**REQUIRED ACTION:**
Working from the listing below, set down every line exactly.

__________

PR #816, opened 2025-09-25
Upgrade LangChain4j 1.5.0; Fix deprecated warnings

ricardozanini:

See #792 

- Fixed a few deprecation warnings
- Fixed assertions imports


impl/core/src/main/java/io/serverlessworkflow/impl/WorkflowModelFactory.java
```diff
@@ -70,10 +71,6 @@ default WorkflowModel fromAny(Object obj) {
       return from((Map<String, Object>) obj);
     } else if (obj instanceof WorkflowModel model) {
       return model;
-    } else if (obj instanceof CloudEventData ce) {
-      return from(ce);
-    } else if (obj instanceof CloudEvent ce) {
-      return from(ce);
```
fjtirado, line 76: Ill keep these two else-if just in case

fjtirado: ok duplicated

__________

**WRITTEN ANSWER:**
PR #816, opened 2025-09-25
Upgrade LangChain4j 1.5.0; Fix deprecated warnings

ricardozanini:

See #792 

- Fixed a few deprecation warnings
- Fixed assertions imports


impl/core/src/main/java/io/serverlessworkflow/impl/WorkflowModelFactory.java
```diff
@@ -70,10 +71,6 @@ default WorkflowModel fromAny(Object obj) {
       return from((Map<String, Object>) obj);
     } else if (obj instanceof WorkflowModel model) {
       return model;
-    } else if (obj instanceof CloudEventData ce) {
-      return from(ce);
-    } else if (obj instanceof CloudEvent ce) {
-      return from(ce);
```
fjtirado, line 76: Ill keep these two else-if just in case

fjtirado: ok duplicated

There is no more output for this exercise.